Department of Psychology, University of California, Berkeley, 2121 Berkeley Way, Berkeley, CA 94704, USA.
Department of Psychology, Princeton University, South Drive, Princeton, NJ 08540, USA.
Curr Biol. 2019 May 20;29(10):1606-1613.e5. doi: 10.1016/j.cub.2019.04.011. Epub 2019 May 2.

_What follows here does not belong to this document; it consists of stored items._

PR #932, opened 2024-01-12
(fix) Fix regression in patient lists search and pagination 

denniskigen:
## Requirements

## Summary

This PR fixes regressions in the Patient Lists search and pagination functionality. Previously, the search only returned results from the first page of the Datatable, leading to an empty state when the search term was on a different page. Pagination doesn't work as well, as can be observed in the linked video.

The fix involves enabling the search to scan the entire collection of lists, ensuring that results are comprehensive and accurate. Additionally, I've updated the related test suite with new assertions that take care of various uses cases related to searching.

## Screenshots

> Before

https://github.com/openmrs/openmrs-esm-patient-management/assets/8509731/43d295ea-9282-46a4-ab9e-c5852e6c4cc1

> After

https://github.com/openmrs/openmrs-esm-patient-management/assets/8509731/27385fc4-864f-426a-b879-c88abf9c6fb5

## Related Issue
*None*

## Other
*None*


packages/esm-patient-list-management-app/src/lists-dashboard/lists-dashboard.component.tsx
```diff
@@ -61,14 +59,11 @@ const ListsDashboard: React.FC = () => {
 
   const tableHeaders = [
     { id: 1, key: 'display', header: t('listName', 'List name') },
+    { id: 2, key: 'type', header: t('listType', 'List type') },
```
denniskigen, line 62: Beyond this one [screen](https://zpl.io/VDNgdJv), I'm not sure that we should explicitly hide the list type column for any of the list tabs. Happy to change this back once get more clarity.

packages/esm-patient-list-management-app/src/lists-table/custom-pagination.component.tsx
```diff
@@ -0,0 +1,43 @@
+import React from 'react';
```
denniskigen, line 1: This wrapper component around the Carbon [Pagination](https://react.carbondesignsystem.com/?path=/docs/components-pagination--overview) component is drawn from the Patient Chart and should probably be made more widely available elsewhere. It matches the related [designs](https://zpl.io/brGXRqX) better than the default Pagination component out of the box.

packages/esm-patient-list-management-app/src/lists-table/lists-table.component.tsx
```diff
@@ -268,17 +253,20 @@ const PatientListStarIcon: React.FC<PatientListStarIconProps> = ({ cohortUuid, i
   return (
     <TableCell className={`cds--table-column-menu ${styles.starButton}`} key={cohortUuid} style={{ cursor: 'pointer' }}>
       <Button
+        iconDescription="Star list"
```
denniskigen, line 256: The tooltip above the Star list icon button was empty because of this `iconDescription` prop was missing.

packages/esm-patient-list-management-app/src/lists-table/lists-table.component.tsx
```diff
@@ -268,17 +253,20 @@ const PatientListStarIcon: React.FC<PatientListStarIconProps> = ({ cohortUuid, i
...
         size={isTablet ? 'lg' : 'sm'}
         kind="ghost"
         hasIconOnly
         renderIcon={isStarred ? StarFilled : Star}
+        tooltipPosition="left"
```
denniskigen, line 261: It makes more sense to position the tooltip to the left to avoid it getting truncated by the right edge of the page as is the case presently.

packages/esm-patient-list-management-app/src/config-schema.ts
```diff
@@ -14,7 +14,7 @@ export const configSchema = {
   patientListsToShow: {
     _type: Type.Number,
     _description: 'The UUID of the `My List` cohort type',
-    _default: '10',
+    _default: 10,
```
denniskigen, line 17: Don't know why this value was originally provided as a string.

packages/esm-patient-list-management-app/src/lists-table/lists-table.component.tsx
```diff
@@ -57,6 +57,13 @@ interface PatientListTableProps {
   style?: CSSProperties;
 }
 
+interface PaginationProps {
```
chibongho, line 60: Do we need this? I think `usePagination` is already typed.

packages/esm-patient-list-management-app/src/config-schema.ts
ibacher: The description here is also weird? Neither 10 nor '10' is a UUID.

packages/esm-patient-list-management-app/src/lists-table/custom-pagination.component.tsx
ibacher: Yep. We should probably ticket this to add an `OpenmrsPagination` component or something similar to the styleguide.

I think the rule here is something like: if the designs call for a component in more than one app that is not achievable without custom DOM and CSS, it should be a custom component.

packages/esm-patient-list-management-app/src/lists-table/lists-table.component.tsx
```diff
@@ -1,11 +1,13 @@
 import React, { type CSSProperties, useCallback, useId, useMemo, useState, useEffect } from 'react';
 import { useTranslation } from 'react-i18next';
+import fuzzy from 'fuzzy';
+import orderBy from 'lodash-es/orderBy';
```
ibacher, line 4: The linter rule that requires this strikes me as wrong. It's correct that, for tree-shaking, you should import the function from `lodash`, but the idea of `lodash-es` is that its standard ES module, so `import { orderBy } from 'lodash-es'` should be fully tree-shakeable. Maybe I've misunderstood `lodash-es` though?

packages/esm-patient-list-management-app/src/lists-table/lists-table.component.tsx
ibacher: User-facing strings should always be run through the translation system.

packages/esm-patient-list-management-app/src/lists-table/use-pagination-info.ts
```diff
@@ -0,0 +1,32 @@
...
+    } else if (pageSize * pageNumber > totalItems) {
+      return `${pageSize * (pageNumber - 1) + currentItems} / ${totalItems}`;
+    } else {
+      return `${pageSize * pageNumber} / ${totalItems}`;
+    }
+  }, [pageSize, totalItems, pageNumber, currentItems]);
+
+  return {
+    pageSizes,
+    itemsDisplayed: `${numberOfItemsDisplayed} ${t('items', ' items')}`,
```
ibacher, line 30: It would be better to do this as a templated string, I think, to accomodate RTL languages.

ibacher (changes requested):
Thanks Dennis! This looks good as always. A few minor comments that I think should be addressed.

packages/esm-patient-list-management-app/src/config-schema.ts
denniskigen: Copypasta strikes again

packages/esm-patient-list-management-app/src/lists-table/lists-table.component.tsx
```diff
@@ -70,50 +77,52 @@ const ListsTable: React.FC<PatientListTableProps> = ({
...
-  const { paginated, goTo, results, currentPage } = usePagination(sortedData, pageSize);
-
-  const filteredLists = useMemo(() => {
+  const filteredLists: Array<PatientList> = useMemo(() => {
     if (!debouncedSearchTerm) {
-      return results;
+      return patientLists;
     }
 
     return debouncedSearchTerm
```
chibongho, line 100: The if statement above should make the ternary operator unnecessary.

packages/esm-patient-list-management-app/src/lists-table/use-pagination-info.ts
denniskigen: Sorry, @ibacher, how should that look like?

packages/esm-patient-list-management-app/src/lists-table/lists-table.component.tsx
```diff
@@ -70,50 +77,52 @@ const ListsTable: React.FC<PatientListTableProps> = ({
...
+      debouncedSearchTerm
+        ? filteredLists
+        : results.map((list) => ({
+            id: list.id,
+            display: list.display,
+            description: list.description,
+            type: list.type,
+            size: list.size,
+          })) ?? [],
+    [filteredLists, results],
```
chibongho, line 125: Is this what fixed the search issue? I trust that you fixed it given the test you wrote, but I don't understand how.

denniskigen: The first key change is to use the entire 'patientLists' dataset instead of the paginated 'results' collection when filtering based on the search term. Additionally, 'tableRows' should be made aware of 'results' to respond to changes in the pagination logic. However, this is not a perfect solution as there is still an issue where if the number of matching search results exceeds 'pageSize', pagination breaks, and the number of columns returned is not in sync with the counts in the pagination component. I plan to address this issue in a subsequent PR after further review.

packages/esm-patient-list-management-app/src/lists-table/lists-table.component.tsx
denniskigen: Not sure, I'd have to look into that. It's entirely possible that the import syntax you've suggested is fully tree-shakeable, which would mean we would need to change the rule.

packages/esm-patient-list-management-app/src/lists-table/lists-table.component.tsx
denniskigen: It's important to get this right because this pattern is repeated in various places across the entire app.

packages/esm-patient-list-management-app/src/lists-table/use-pagination-info.ts
ibacher: This:

```suggestion
    itemsDisplayed: t('itemsDisplayed', '{{numberOfItemsDisplayed}} items', { numberOfItemsDisplayed }),
```

denniskigen: Does it need to be escaped? This is what gets rendered:

CleanShot 2024-01-16 at 12  06 56@2x

ibacher: `{{- numberOfItemsDisplayed}}` [based on this](https://www.i18next.com/translation-function/interpolation#unescape).

denniskigen: This syntax (where we're explicit about unescaping the interpolated value by setting the `escapeValue` property to false) ended up working for me:

`i18next.t('keyEscaped', { myVar: '', interpolation: { escapeValue: false } })`

Using the `{{- key }}` syntax did not.

ibacher (approved):

ibacher:
Thanks @denniskigen!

Decisions must be implemented through actions, and actions are prone to error. As such, when an expected outcome is not obtained, an individual should be sensitive to not only whether the choice itself was suboptimal but also whether the action required to indicate that choice was executed successfully. The intelligent assignment of credit to action execution versus action selection has clear ecological utility for the learner. To explore this, we used a modified version of a classic reinforcement learning task in which feedback indicated whether negative prediction errors were, or were not, associated with execution errors. Using fMRI, we asked if prediction error computations in the human striatum, a key substrate in reinforcement learning and decision making, are modulated when a failure in action execution results in the negative outcome. Participants were more tolerant of non-rewarded outcomes when these resulted from execution errors versus when execution was successful, but reward was withheld. Consistent with this behavior, a model-driven analysis of neural activity revealed an attenuation of the signal associated with negative reward prediction errors in the striatum following execution failures. These results converge with other lines of evidence suggesting that prediction errors in the mesostriatal dopamine system integrate high-level information during the evaluation of instantaneous reward outcomes.
决策必须通过行动来实施,而行动容易出错。因此,当没有得到预期的结果时,个体不仅应该敏感地意识到选择本身是否不够理想,还应该意识到指示该选择所需的行动是否成功执行。将信用分配给行动执行与行动选择对于学习者具有明显的生态效用。为了探索这一点,我们使用了经典强化学习任务的修改版本,其中反馈表明负预测误差是否与执行错误相关。使用 fMRI,我们询问在人类纹状体(强化学习和决策的关键基质)中的预测误差计算是否在执行失败导致负面结果时受到调制。当非奖励结果是由于执行错误而不是执行成功但奖励被拒绝时,参与者对其的容忍度更高。与该行为一致,对神经活动的模型驱动分析表明,在执行失败后,纹状体中与负奖励预测误差相关的信号减弱。这些结果与其他表明中脑多巴胺系统中的预测误差在评估即时奖励结果时整合高层信息的证据一致。